I keep writing this and deleting this because it keeps sounding like I’m describing a nightmare rather than a movie. Which actually should tell you a lot about how much I enjoyed this film.

Suspiria is MEANT to be confrontational. It’s so emotionally and visually confronting I was simply overwhelmed, and got out my ironing board in order to deal. With a buffer of a white denim jacket and a bunch of iron-on patches (including a little gremlin named Gizmo, Wonder Woman, and IT’s Pennywise), I did my best to brave the onslaught.

Susie (Dakota Johnson) is an untrained dancer who arrives in Berlin hoping to be admitted to a venerated dance company run by the fearsome Madame Blanc (Tilda Swinton). Many scoff at her ambition (conceit?), but her audition dazzles the evaluators and just her luck – there’s a spot that’s opened up. Actually, that spot belonged to Patricia (Chloe Grace Moretz), who we saw crack up during the film’s opening scenes. She was paranoid, disturbed, certain that the academy was targeting her for some nefarious thing. And now she’s MIA.
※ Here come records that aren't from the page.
PR #5169, opened 2022-08-01
Unify and clean up door logic

AJenbo:
Besides removing a lot of redundant code the now shared logic means that some original inconsistencies are now fixed:
- Doors could be drawn in the wrong order if opened by other players
- Crypt doors made the wrong sound when blocked

And one that we had introduced
- Crypt doors looked wrong after closing them

In total the logic has been reduced by over 500 lines.

### DIFF
--- a/Source/objects.cpp
+++ b/Source/objects.cpp
@@ -1823,238 +1823,30 @@ void CloseDoor(Object &door)
 	SetDoorStateClosed(door);
 }
 
-void OperateL1RDoor(Object &door, bool sendflag)
+void OperateDoor(Object &door, bool sendflag)
 {
-	if (!IsDoorClear(door.position)) {
-		PlaySfxLoc(IS_DOORCLOS, door.position);
+	bool isCrypt = IsAnyOf(door._otype, OBJ_L5LDOOR, OBJ_L5RDOOR);
+
+	if (!IsDoorClear(door)) {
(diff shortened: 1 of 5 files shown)


Source/objects.cpp
```diff
@@ -4590,36 +4250,10 @@ void MonstCheckDoors(const Monster &monster)
...
-			} else if (door._otype == OBJ_L2RDOOR) {
-				OperateL2RDoor(door, true);
-			} else if (door._otype == OBJ_L3LDOOR) {
-				// L3 doors are backwards, see OperateDoor
-				OperateL3LDoor(door, true);
-			} else if (door._otype == OBJ_L5RDOOR) {
-				OperateL5RDoor(door, true);
-			}
-		}
+		OperateDoor(door, true);
```
ephphatha, line 4256: As an aside the only reason this loop operated in the specific order was to allow for branch prediction on the conditions that have now been removed. Could reorder that to go from `Direction::South` to `Direction::SouthEast` in a future cleanup.

ephphatha (approved):
Haven't playtested this but it looks decent from walking through the code. The bug in #5184 needs a fix implemented in msg.cpp:DeltaLoadLevel and objects.cpp:UpdateTrapState, which won't conflict with this PR.

AJenbo:
True, but I would still rather have this one merged first so I don't potentially have to debug in more places then necessary :)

And the thing is, something IS seriously afoot at the dance company. It seems to be a front for witchcraft; the instructors belong to a coven and the dancers are new recruits – either possible witches, or possible victims. Suspicion is met with violence, and the movie LOVES violence, embraces every and any excuse. Even the dance itself feels aggressive, but the gore is second to none. The narrative takes a back seat to the dedicated and repeated brutality, so you can either get in step with the stylized lunacy, or avoid it altogether. Attempting to fight your way through it is probably only going to result in a frustrating and disappointing (not to mention disgusting) cinematic experience.
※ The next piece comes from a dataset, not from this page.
PR #5174, opened 2022-08-01
Use position for object delta messages

### LINKED ISSUE #5172: Object state is not synced if you where not on the floor when the object was operated
Because object network messages are now validated based on object position `DeltaSyncObject()` will only be populated if you where present on a level with an object at the same location (most likely the same level)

Do I admire director Luca Guadagnino for swinging so big? Sure. But I don’t have to like it. I was oddly excited for this film because I tend to like a cinematic risk, but Suspiria (2018 edition) proved to be a test of my endurance, and beyond the limits of my patience. To be honest, I was half-lost just by the casting of Dakota Johnson alone. I realize her acting “pedigree” may impress some, but her parents (Melanie Griffith and Don Johnson) aren’t known for being good in things so much as just for being in them. They’re famous, but not exactly lauded. And despite her celebrity parents, Dakota Johnson has still had to break her way in by getting naked (Fifty Shades of Indignity: the series) and has yet to make an impression on me as someone worth watching. Her blandness and blankness may have somewhat been the point in this, but I just don’t find her remotely compelling and I could equally be watching a rock or a potato or the space above her left shoulder and it would all shake out to about the same. Tilda Swinton is of course made for movies such as these, but she gets not one but 3 roles, and at least one of them is trash. Yes, makeup can do marvelous things. But even when Tilda Swinton is made up to look like an elderly man, it was still very obviously Tilda Swinton made up to look like an elderly man.

Did I enjoy Suspria? I did not. I think there’s some trick to melting into a movie like this, but to be honest, we struggled so much just to find the German to English captions, finding the trick and using the trick was clearly beyond us.